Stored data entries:
○ ○ ○ ○ ○
PR #1094, opened 2026-05-26
[#1050] Allow multi-actor skill checks to not show aggregate result

### LINKED ISSUE #1050: Improve the intentionality behind whether a requested skill check is specifically a Group Check or whether it is a set of individual check requests.
Requested skill checks (from enricher) are showing a "Required Successes" counter as though they are group checks. The field should not appear on solo skill checks.

Image

Source: Ember team playtest session 1

roth-michael:
Closes #1050 
Changes:
- `GroupCheck#requestSubmit` now accepts an `options.aggregate` (default `true`) parameter. If `true`, chat card will include aggregate result. If false, will not.
- Single-skill aggregate group checks now flavor their chat cards with "Group {skill} Skill Check."
- `StandardCheckDialog` now includes a checkbox for "Group Check" which defaults to checked for `group` skill check enrichers or programmatically invoked `GroupCheck` dialogs. The checkbox only appears of the Request panel is open and there are at least 2 actors in the list. The checkbox controls whether an aggregate result is displayed.
- `StandardCheckDialog`'s toggles for the Skill Configuration & Request panels are now tied only to configurability, not `isGroupCheck`. This means that a GM can always (unless responding to a requested roll) access these panels, regardless of how the dialog was invoked.

### DIFF
--- a/lang/en.json
+++ b/lang/en.json
@@ -1431,6 +1431,7 @@
     },
     "GROUP_CHECK": {
       "Title": "Group Skill Check",
+      "TitleSpecific": "Group {skill} Skill Check",
       "DialogTitle": "{skill} Check: {name}",
       "NoUserForActor": "No active user found for: {name}",
       "STATUSES": {
@@ -1452,6 +1453,7 @@
       "AnyActorHint": "Choose any world Actors.",
       "ChooseTarget": "Choose Target",
       "ClearRequest": "Clear Request",
+      "GroupCheck": "Group Check",
       "Request": "Request",
       "RequestRolls": "Request Rolls",
       "SpecificActors": "Specific Actors",
--- a/module/dice/group-check.mjs
+++ b/module/dice/group-check.mjs
@@ -7,12 +7,13 @@ import StandardCheck from "./standard-check.mjs";
 
 /**
  * @typedef GroupCheckFlags
- * @property {string} checkId                        Unique group check ID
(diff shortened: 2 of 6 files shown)


aaclayton (approved):
A couple minor nitpicks before we merge.

1. Suppose you click a `[[/skillCheck awareness 13 group]]` where the enricher *explicitly* designates it as a group check. Can we initialize that as `isGroupCheck = true` even if there is < 2 members of the party? I think an explicit enricher `group` designation should require `isGroupCheck = true`.

2. After reducing the requested actors to 1 (or zero), the `this.isGroupCheck` property can remain `true` when it is now practically false. Maybe we should update the `isGroupCheck` property? Or keep the prior value in place? Either way a decision about what happens when we remove actors from a check down to a level where it would - theoretically - become an individual check?

roth-michael:
1. I believe in this case we _do_ initialize `isGroupCheck` as true. Just, when actually performing the check, that is disregarded if there's only one requested actor.
2. Updating it in this context would result in (1) not being the case anymore.

I think `isGroupCheck` should be thought of as "if possible, this will be an aggregate check." It keeps its value behind the scenes so that when you add additional actors, it follows what the enricher (or you, if you removed then added actors) originally defined, but an aggregate check with a single actor isn't a concept which makes sense, I don't think.

aaclayton:
Okay, I'm good with those answers, thanks for the perspective.

PR #1095, opened 2026-05-26
[#1089] Ensure flanking & action-applied status-conveying effects show icon

### LINKED ISSUE #1089: Ensure action-created effects have their `showIcon` set to Always when they convey a status effect or otherwise represent an indefinite but terminable condition
Marking bug since it's a degradation from v13-era instances of such effects.

roth-michael:
Closes #1089 
Truthfully, I think the "best" solution might actually be to override `Token#_drawEffects` - but that's not ideal because we'd have to copy all the code over. Barring implementation of a core `ActiveEffect#shouldBeVisible` getter we can override, this does the job well enough I think.

### DIFF
--- a/module/documents/actor.mjs
+++ b/module/documents/actor.mjs
@@ -1151,6 +1151,7 @@ export default class CrucibleActor extends Actor {
       const forceUpdate = effectData._action === "update";
       const shouldUpdate = existing && (reverse ? forceUpdate : !forceDelete);
       const shouldDelete = existing && (reverse ? !forceUpdate : forceDelete);
+      if ( effectData.statuses.length ) effectData.showIcon ??= CONST.ACTIVE_EFFECT_SHOW_ICON.ALWAYS;
       if ( shouldUpdate ) toUpdate.push(effectData);
       else if ( shouldDelete ) toDelete.push(effectData._id);
       else if ( !reverse ) toCreate.push(effectData);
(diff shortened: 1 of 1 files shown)


module/documents/actor.mjs
```diff
@@ -1154,6 +1151,7 @@ export default class CrucibleActor extends Actor {
       const forceUpdate = effectData._action === "update";
       const shouldUpdate = existing && (reverse ? forceUpdate : !forceDelete);
       const shouldDelete = existing && (reverse ? !forceUpdate : forceDelete);
+      if ( effectData.statuses.length ) effectData.showIcon ??= CONST.ACTIVE_EFFECT_SHOW_ICON.ALWAYS;
```
aaclayton: This will throw if it encounters a `{_id, _action: "delete"}` entry

aaclayton (changes requested):
Need at least one bugfix to address a runtime error that would happen when deleting an effect. I am wondering if we should be doing this in `#recordEffectEvents` instead of in `_applyActionEffects()`. Assign a default `showIcon` as ALWAYS if not otherwise defined when the effect is registered to the events stream?

roth-michael:
The issue with doing this in `#recordEffectEvents` is that any effect events added in `postActivate` hooks won't get this treatment. And while sure, `showIcon` could be specified on them since they're programmatic, I think it'd be better if we just get it for free somewhere. Could do it in `#finalizeEvents` in theory. For now, I'm just gonna address the bug you pointed out; if you feel strongly about a better approach I can implement it.

aaclayton (approved):

PR #1096, opened 2026-05-26
[#841, #1047] Add `.scrollable`-style padding, margin, & gutter to creation styles, limit max tooltip height to viewport height

### LINKED ISSUE #841: Allow scrolling tooltips when they go off screen
Currently, when a tooltip is tall enough to overflow a user's screen, it cannot scroll, hiding information from the user.

Example from Ember of the Zeph lineage:
Image

### LINKED ISSUE #1047: Scrollbar overlapping text in ancestry description
On a 2560×1440 monitor at default zoom/scale, the scrollbar in ancestry description panels renders flush against the text with no padding.

Image

Source: Ember team playtest session 1

roth-michael:
Closes #841 
Closes #1047 
For 841, just set `max-height: 100%` on crucible tooltips. Could do something neat like what 5e does with a mutation observer on tooltips to ensure unlocked ones don't render a scrollbar, but instead somehow visually telegraph that there's more info there if you lock it, then if locked scrollbar is rendered. For now, simple solution.

For 1047, I checked how the 5e version in ember looks - it uses the `scrollable` class itself. We could do that too in theory, but at the risk of accidentally introducing sub-styles I just added the important bits to the existing `.step-details` selector.

### DIFF
--- a/styles/creation.less
+++ b/styles/creation.less
@@ -295,9 +295,6 @@
     height: 100%;
     overflow: hidden auto;
     gap: var(--gap);
-    padding-right: 0.75rem;
-    margin-right: -0.75rem;
-    scrollbar-gutter: stable;
 
     .step-header {
       margin: 0;
--- a/styles/creation.less
+++ b/styles/creation.less
@@ -295,6 +295,9 @@
     height: 100%;
     overflow: hidden auto;
     gap: var(--gap);
+    padding-right: 0.75rem;
+    margin-right: -0.75rem;
+    scrollbar-gutter: stable;
 
     .step-header {
       margin: 0;
--- a/styles/theme.less
+++ b/styles/theme.less
@@ -461,6 +461,7 @@
   border-image: url("../ui/frames/tooltip-frame.webp") 64 repeat;
   border-image-width: 32px;
   text-align: left; // always left, regardless of tooltip position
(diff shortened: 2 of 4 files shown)


styles/creation.less
aaclayton, line 293: I think we should ensure that every HTML element that uses `.step-details` that wants it to be scrollable should also assign the `"scrollable"` class. We should get scrolling behavior from `.scrollable` and only add incremental styling rules here on top of `.scrollable` environment, for example:
```css
--scroll-margin: 0.75rem;
```

aaclayton (changes requested):

styles/creation.less
roth-michael: Makes more sense. In this case we don't even need to define additional rules, since 0.75rem is the default and we don't override it anywhere

styles/creation.less
```diff
@@ -295,9 +295,6 @@
     height: 100%;
     overflow: hidden auto;
```
aaclayton, line 296: I believe `overflow` behavior also comes from `.scrollable`

aaclayton (approved):

styles/creation.less
roth-michael: It does, but that was there before I touched it so I figured it maybe had some other effect.

PR #1102, opened 2026-05-27
Ensure effect events are recorded for all relevant targets

### LINKED ISSUE #1160: Ensure effects events are recorded for relevant targets, even if those targets are not being affected by a resource change
e.g. Inspire Heroism

roth-michael:


module/models/action.mjs
```diff
@@ -1694,7 +1691,8 @@ export default class CrucibleAction extends foundry.abstract.DataModel {
       && (SYSTEM.ACTION.TARGET_TYPES[this.target.type]?.region?.ephemeral === false);
     if ( !this.effects.length && !regionEffectRequired ) return;
     const eventsByActor = this.eventsByActor;
-    for ( const [target, events] of eventsByActor ) {
+    for ( const [target] of this.targets ) {
+      const events = eventsByActor.get(target);
```
aaclayton: Swapping to `this.targets` skips over `this.actor` whenever self is not an explicit target, but we may still need to record self-target effects. Probably the cleanest fix is to create an intermediate array for us to iterate over, something like:

```js
const allActors = Array.from(this.targets.keys());
if ( !this.targets.has(this.actor) ) allActors.push(this.actor);
for ( const target of allActors ) {
  ...
```

aaclayton (changes requested):
One change we need to be careful about before merging.

module/models/action.mjs
```diff
@@ -1751,7 +1749,7 @@ export default class CrucibleAction extends foundry.abstract.DataModel {
    * Identify the qualifying CrucibleActionEvent which enables an ActionEffect to be applied.
    * Return true if the effect may be applied unconditionally, or false if qualifications are unmet.
    * @param {CrucibleActor} target              The target actor
-   * @param {ActorEventGroup} events            The pre-classified event group for this target
+   * @param {ActorEventGroup|undefined} events            The pre-classified event group for this target
```
aaclayton: Fix alignment

aaclayton (approved):

aaclayton:
@roth-michael can you please create a github issue for this fix and tag it to `0.9,5` milestone

Issue #1038, opened 2026-05-13
Corrections for a large number of talents that were incorrectly or incompletely implemented


danielrab:
This issue documents all the instances I found where a talent does something different from what its description says or ones that are not fully implemented but lack any disclaimer to indicate that.
There will likely be more. I am slowly working through the talents, seeing what seems to work and what's broken.
I split the list into 6 categories, roughly in the order of urgency:
- those that throw an exception, preventing them from working entirely, or otherwise doesn't work at all when it should.
- those that work but seem to have some issue with how exactly they are implemented.
- those where the implementation looks good, but doesn't match the description
- those that clearly lack a part of the implementation entirely, preventing them from working either at all or partially
- those that work fine but don't check some of the prerequisites for the roll, meaning the GM just needs to keep an eye on what's going on to prevent violations
- typos and other stuff that doesn't really affect gameplay.

The unimplemented talents are only included if the talent lacks a disclaimer that it isn't done like that on Eye of the Storm or Counterspell.

Completely broken:
- [x] Repercussive Block: Exception thrown. Also, doesn't check prerequisites. (addressed in https://github.com/foundryvtt/crucible/pull/1086)
- [x] Evasive Armor: Exception thrown. (addressed in https://github.com/foundryvtt/crucible/pull/1105)
- [x] Still Lake: Exception thrown. (addressed in https://github.com/foundryvtt/crucible/pull/1105)
- [x] Vow of Animus: Silently fails - no effect is being applied, no exception is thrown either. (addressed in https://github.com/foundryvtt/crucible/pull/1102)
- [x] Opportunist: The description seems to refer to mechanics that no longer exist (getting 2 boons on disengagement strikes). Also no automation is provided for the talent, meaning disengagement strikes while flanked remain impossible. It would normally be in a lower category, but this talent can't work without automation at all.
- [x] Evasive Shot: Silently fails.
- [x] Preparedness: Silently fails. (addressed in https://github.com/foundryvtt/crucible/pull/1105)
- [x] Thread the Needle: Silently fails to apply boons.
- [x] Never Yield: Silently fails. (addressed in https://github.com/foundryvtt/crucible/pull/1105)
- [x] Adrenaline Surge: The effect doesn't apply boons. (addressed in https://github.com/foundryvtt/crucible/pull/1103)
- [x] Inspire Heroism: Doesn't apply the effect. (addressed in https://github.com/foundryvtt/crucible/pull/1102)
[...]

PR #1103, opened 2026-05-27
Ensure pre-camel-cased inputs to `generateId` don't get lowercased

roth-michael:
Before & Afters of some examples:
| Input | Before | After |
| ----- | ------ | ----- |
| "Berserker Rage" | "berserkerRage" | "berserkerRage" |
| "berserkerRage" | "berserkerrage" | "berserkerRage" |
| "BERSERKERRAGE" | "berserkerrage" | "bERSERKERRAGE" |
| "BERSERKER RAGE" | "berserkerRage" | "bERSERKERRage" |

The last two rows are, imo, irrelevant edge cases. The important bit is the second row, since we frequently pass camelCase identifiers to `generateId` for the purposes of auto-generating effect IDs, and that shouldn't result in a meaningful change from the identifier.

PR #1105, opened 2026-05-27
[#1038] Many talent fixes

roth-michael:
Addresses most of #1038 
Will be commenting on that issue with the pieces that remain, as well as questions that need answers in order put those pieces together.

**Code Changes**:
- Only store non-permanent summons on an AE, and when such an AE is deleted, delete those non-permanent summons if they are present
- Implement `canUse` for Counter Evade/Riposte/Strike, Defensive Roll, Offhand Strike, Ruthless Momentum
- Ensure Counterspell's `usage.targetAction` is populated early enough that "Recognize Spellcraft" can actually work
- Limit Defensive Roll's movement range
- Ensure Last Stand & Second Wind don't erroneously have dice in their dialog
- Make Last Stand _decrease_ wounds threshold, rather than _increase_
- Add validation to targeting for Executioner's Strike (only viable on targets missing health)
- Implement missing localization for Revive target error
- Automate the passive benefit for Assassin (deadly strikes & spells on unaware targets)
- Automate Berserkers gaining +4 damage on melee strikes while undergoing the Berserker Rage
- Fix bug in damage absorption talents where attacks that did not successfully deal damage would throw errors
- Implement Chirurgeon passive for non-action medicine skill checks in combat
- Restrict Concussive Blows to _melee_ strikes
- Fix Evasive Armor so that it no longer tries to access `total`, which doesn't exist; we now recreate some of the logic used when determining `total` within the hook
- Automate Justiciar (crits targeting health also deal the overflow amount to morale)
- Fix typo in Never Yield hook
- Automate passive benefit for Poisoner (+2 damage whenever dealing Poison)
- Move Preparedness hook to `prepareAction` to avoid erroneous early rejection, fix typo of action id check therein
- Automate Skirmisher benefit (any Reactive Strike gets 2 banes against talent holder)
- Fix bug adding bonus damage to spells in Sorcerer hook
- Fix typo in Still Lake hook
- Ensure `CrucibleActor#_onDealDamage` (and therefore the `applyCriticalEffects` hook) is called for _healing_ as well as damaging actions
- Fix Counterspell bug where rune was set to Lightning and not changeable unless the actor had multiple runes to alternate between
- Automate "determine" inflection in Counterspell flow
- Automate Legerdemain, allowing Tier 2 inflections to be used even when silenced

**Pack Changes**:
- Adrenaline moved from Resources/Action to Resources/Focus
- Correct reference to Spirit rune in Bard
- Have Defensive Roll target self
- Fix missing duration for Dirty Tricks effect
- Fix typo in Dual Wield
- Detail what amount is healed in Nosferatu's Vampiric Bite description
- Added `strong` tags for Toughness & Health in Second Wind (I'm not sure why that stood out to me)
- `An challenging` -> `A challenging` in Stunning Strike
- Removed `skill` & `wilderness` tags from Wildspeaker's Wildspeak, as the talent is intended to be purely informational, not an actual skill attack.


module/hooks/action.mjs
```diff
@@ -176,6 +176,24 @@ HOOKS.bullrush = {
...
 /* -------------------------------------------- */
 
+/**
+ * Shared helper for checking eligibility of an action based on the result of the most recent action
+ * @param {CrucibleAction} action
+ * @param {object} options
+ * @param {"parry"|"block"|"dodge"} options.requiredResult
+ * @throws {Error}
+ */
+function _canUsePostDefend(action, {requiredResult}) {
```
aaclayton, line 186: I don't like using `requiredResult` both as a strict `RESULT_TYPES` key identifier and also as a localization key part. It's trying to be too clever. 

We should pass in a `requiredResult` that is a value in `RESULT_TYPES`, we can then look up the label from `RESULT_TYPE_LABELS`.

module/hooks/talent.mjs
```diff
@@ -132,6 +146,16 @@ HOOKS.battlefocus00000 = {
 
 /* -------------------------------------------- */
 
+HOOKS.berserker0000000 = {
+  prepareAttack(_item, action, _target, rollData) {
+    if ( !this.effects.has(SYSTEM.EFFECTS.getEffectId("berserkerRage")) ) return;
```
aaclayton, line 151: Confirm this is correct with https://github.com/foundryvtt/crucible/pull/1103 now merged?

module/hooks/talent.mjs
```diff
@@ -518,6 +560,26 @@ HOOKS.irrepressiblespi = {
...
 
+HOOKS.justiciar0000000 = {
+  applyCriticalEffects(item, action) {
+    for ( const event of action.events ) {
+      if ( (event.target === this || !event.isCriticalSuccess || !event.damagesHealth) ) continue;
+      const idx = action.events.indexOf(event) + 1;
+      const {overflow, resistance, multiplier} = event.roll.data.damage;
+      const moraleDamage = crucible.api.models.CrucibleAction.computeDamage({overflow, resistance, multiplier});
+      if ( moraleDamage ) {
+        action.recordEvent({
```
aaclayton, line 571: `applyCriticalEffects` happens while iterating events, IIRC. Is it safe to `recordEvent` while iterating events? I think probably, but just having second thoughts here.

module/hooks/talent.mjs
```diff
@@ -821,6 +888,14 @@ HOOKS.saboteur00000000 = {
 
 /* -------------------------------------------- */
 
+HOOKS.skirmisher000000 = {
+  defendAttack(item, action, origin, rollData) {
+    if ( action.id === "reactiveStrike" ) rollData.banes.skirmisher = {label: item.name, number: 2};
```
aaclayton: Code style I'm wanting to move towards is:

```suggestion
    if ( action.id === "reactiveStrike" ) rollData.banes[item.id] = {label: item.name, number: 2};
```

lang/en.json
```diff
@@ -454,6 +452,11 @@
       "MissingSummonEffect": "ActiveEffect data must be defined to track the non-permanent summon created by the action \"{action}\"",
       "MovementTooFar": "The planned movement path exceeds the maximum range allowed by this action.",
       "MovementTooShort": "The planned movement path does not meet the minimum range required by this action.",
+      "MustFollowMainhandStrike": "You may only perform the {action} action after a basic Strike action with your mainhand weapon.",
+      "MustFollowMeleeBlock": "You may only perform the {action} action after Blocking a melee attack.",
+      "MustFollowMeleeDodge": "You may only perform the {action} action after Dodging a melee attack.",
+      "MustFollowMeleeKill": "You ma only perform the {action} action after incapacitating an enemy with a melee attack.",
```
aaclayton:
```suggestion
      "MustFollowMeleeKill": "You may only perform the {action} action after incapacitating an enemy with a melee attack.", 
```

aaclayton (changes requested):
This looks great, effectively approved but a few tiny nitpicks to resolve before merging.

module/hooks/talent.mjs
roth-michael: Yep, #1103 was a requirement for this to work properly in fact.

module/hooks/talent.mjs
roth-michael: I don't think it does happen while iterating. It gets called by `CrucibleActor#_onDealDamage`, which in turn is called only once in `CrucibleAction#confirm`

aaclayton (approved):
Thanks!

PR #1134, opened 2026-06-02
[#1133] Clean up references to ability bonuses, fix defense formulae

### LINKED ISSUE #1133: Remove reference(s?) to "Ability Bonus" as anything except the end composite average, and correct defense formulae in rules journal
I think there's only one spot where we use "Ability Bonuses," but having it as a concept (half the ability score, rounded in the case of a single scaling ability) is needlessly confusing to new users when we can instead present them with a more explicit formula. Example change (and, I think, the one spot):
> Skill Check = 3d8[Boons,Banes] + Average of Ability Bonuses (Round Up) + Skill Bonus + Enchantment Bonus

to

> Skill Check = 3d8[Boons,Banes] + (Sum of Scaling Abilities / 4) (Round Up) + Skill Bonus + Enchantment Bonus

roth-michael:
Closes #1133


aaclayton (approved):
Thanks!

PR #1142, opened 2026-06-02
Make the pictures of actions clickable and their names draggable.

### LINKED ISSUE #1141: Make the pictures of actions clickable and their names draggable.
Currently, only the picture part of an action can be dragged to the hotbar and only their names can be clicked to use the action.
I think both parts should be usable for both purposes.
My players ran into both parts of this at least once.

danielrab:
closes https://github.com/foundryvtt/crucible/issues/1141
note: the tags section remains non-interactive in this implementation. This is on purpose - if I click on a tag I expect either to open its description as a journal or have nothing happen.


aaclayton:
I'm sorry to say I don't actually *want* this change. It was intentional that the name be the clickable handle for using the action while the image be the draggable handle for creating a macro or a journal text link. I don't like how in other systems the entire line-item is draggable so this was an intentional choice. I might be persuaded to change my mind in the future, but for now this is something I want to keep.

PR #1155, opened 2026-06-03
[#1038] Additional talent fixes

### LINKED ISSUE #1038: Corrections for a large number of talents that were incorrectly or incompletely implemented

roth-michael:
Closes #1038 - remaining issues have been (or will be) split out.

Code changes:
- Move `SPECIFIC` i18n into a more generic spot
- Fix Body Block `canUse` hook to properly prevent usage
- Add automation for Evasive Shot
- Limit max movement in Flying Kick to stride
- Remove absolute target validation for Executioner's Strike, instead removing Deadly + Bleeding if target is not under half health
- Amend Interpose `preActivate` to have checks done in `canUse` when possible, in `acquireTargets` when necessary
- Use localization for the "Read X" scroll action name
- Remove unnecessary `postActivate` for Repercussive Block, add `canUse`
- Remove old, non-functional automation for Evasive Shot
- Add automation for Subtle Extrication

Pack changes:
- Amend Counter Evade action cost to -1, not -2
- Amend Counter Riposte description & tags to give Accurate, rather than benefitting from Exposed
- Amend Dustbinder description to reflect half wisdom damage, not full
- Add Evasive Shot action to talent, to be used for the movement
- Add 3-round duration to Executioner's Strike effect (not necessary as it gets merged, but to avoid the `nullS` tag)
- Amend Fan of Arrows to use 40 range, rather than weapon range
- Add movement tag & target type, enemy scope, 1-target limit, 0A cost (uses movement) to Flying Kick action, amend description to reflect change in max range
- Amend Legerdemain description to refer to "Inflections of talent tier 2" rather than "Lesser Inflections"
- Amend Necromancer description to specify half wisdom damage, not full intellect
- Amend Opportunist description to remove reference to non-existent boons
- Amend Pyromancer description to specify half Intellect damage rather than full, and 3 Rounds rather than 1
- Add 1-round duration to Steadfast effect
- Amend Subtle Extrication description to reflect new behavior
- Amend Sundering Strike description to remove reference to mainhand weapon & add reference to Strength-scaling weapon
- Amend Surgeweaver description to specify 3 Round duration rather than 1
- Amend Thoughtbinder description to specify 3 Round duration rather than 1
- Amend Voidcaller description to specify Health damage rather than Morale
- Amend Zealous Smite description to specify Strength-based weapon rather than heavy


module/hooks/action.mjs
```diff
@@ -725,12 +753,12 @@ HOOKS.executionersStrike = {
...
-      const {health} = target.actor.resources;
-      if ( health.value < health.max ) continue;
-      target.error ??= _loc("ACTION.WARNINGS.RequiresTargetWounded", {action: this.name});
-    }
+  preActivate() {
+    const target = this.targets.keys().next().value;
+    const {health} = target.resources;
+    if ( health.value < (health.max / 2) ) return;
+    this.effects = [];
+    this.tags.delete("deadly");
```
aaclayton, line 761: I think `preActivate` is too late to remove deadly - the damage multiplier has already been set. Need to either do it earlier or need to reverse the damage multiplier.

module/hooks/action.mjs
```diff
@@ -429,6 +432,23 @@ HOOKS.electrochargeAmpoule = {
 
 /* -------------------------------------------- */
 
+// TODO: Currently this will consume free movement. Determine how to make that not the case while still properly
+// showing 0 cost on the token ruler
+HOOKS.evasiveShot = {
+  prepare() {
+    this.range.maximum = this.actor.system.movement.stride / 2;
```
aaclayton: Think we need to `Math.round()` this for odd-numbered strides

module/hooks/action.mjs
```diff
@@ -1236,16 +1266,13 @@ HOOKS.reload = {
...
-    for ( const [target, events] of this.eventsByTarget ) {
-      if ( !events.allSuccess ) continue;
-      const {mainhand} = target.equipment.weapons; // TODO - react to the prior action?
-      if ( !mainhand?.id || mainhand.properties.has("natural") ) continue;
-      this.recordEvent({type: "actorUpdate", target,
-        actorUpdates: {items: [{_id: mainhand.id, system: {dropped: true, equipped: false}}]},
-        itemSnapshots: [mainhand.snapshot()],
-        statusText: [{text: "Disarmed!", fontSize: 64}]});
+  canUse() {
+    const targetAction = ChatMessage.implementation.getLastAction();
```
aaclayton, line 1271: Can be undefined.

module/hooks/action.mjs
```diff
@@ -147,22 +147,25 @@ HOOKS.blastFlask = {
 HOOKS.bodyBlock = {
   canUse() {
     const targetAction = ChatMessage.implementation.getLastAction();
```
aaclayton, line 149: Can be undefined.

_source/talent/Sundering_Strike_sunderingstrike0.yml
```diff
@@ -14,14 +14,14 @@ system:
       img: icons/skills/melee/shield-damaged-broken-gold.webp
       condition: ''
       description: >-
-        <p>You make a <strong>Strike</strong> with your mainhand weapon which,
-        if successful, applies the <strong>Exposed </strong>condition to your
-        target for 3 rounds. This attack is <strong>Difficult</strong> to
-        perform and deals reduced damage.</p>
+        <p>You make a <strong>Strike</strong> with your a Strength-scaling
```
aaclayton:
```suggestion
        <p>You make a <strong>Strike</strong> with a Strength-scaling
```

_source/talent/Zealous_Smite_zealoussmite0000.yml
```diff
@@ -3,7 +3,9 @@ type: talent
 _id: zealoussmite0000
 img: icons/magic/fire/dagger-rune-enchant-flame-blue-yellow.webp
 system:
-  description: <p>You can imbue righteous power into your blow with a heavy weapon.</p>
+  description: >-
+    <p>You can imbue righteous power into your blow with a Strength-based
+    weapon.</p>
   actions:
     - id: zealousSmite
       condition: You are attacking an Exposed enemy with a Heavy weapon.
```
aaclayton: Inconsistent

_source/talent/Executioner_s_Strike_executionersstri.yml
aaclayton: This `condition` field is problematic since we don't have a real definition of "Bloodied"

lang/en.json
```diff
@@ -460,10 +450,15 @@
...
       "MustFollowMeleeKill": "You may only perform the {action} action after incapacitating an enemy with a melee attack.",
+      "MustFollowRanged": "You may only perform the {action} action after a ranged weapon attack.",
       "MustFollowStrike": "You may only perform the {action} action after a basic Strike action",
+      "MustReactHit": "You may only perform the {action} action in response to an attack that hit or glanced.",
+      "MustReactSingleTarget": "You may only perform the {action} action in response to an action that had a single target.",
+      "MustReactStrike": "You may only perform the {action} action in response to a weapon Strike.",
       "MustReload": "Your weapon requires reloading in order to use this action.",
       "MustScaleDex": "Every weapon used in this action must scale using dexterity.",
       "MustScaleStrength": "Every weapon used in this action must scale using strength.",
+      "MustTargetTarget": "The {action} action requires that you target the target of the most recent action.",
```
aaclayton: Little clunky wording
```suggestion
      "MustTargetTarget": "The {action} action may only be used on the target of the most recent action.",
```

aaclayton (changes requested):
Couple small remaining callouts

roth-michael:
Pushed up because I've got to step away for the night, but note the change to **Executioner's Strike**'s description. I went with the assumption that the weapon need not be Heavy, but can revert that and implement a check if necessary. Also made it clear that the strike may result in simply a normal Strike, if the opponent is at or above half health.

aaclayton (approved):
○ ○ ○ ○ ○
Find the lines above with the word "incorrectly". Copy them out.

> Solution to this task
Corrections for a large number of talents that were incorrectly or incompletely implemented
### LINKED ISSUE #1038: Corrections for a large number of talents that were incorrectly or incompletely implemented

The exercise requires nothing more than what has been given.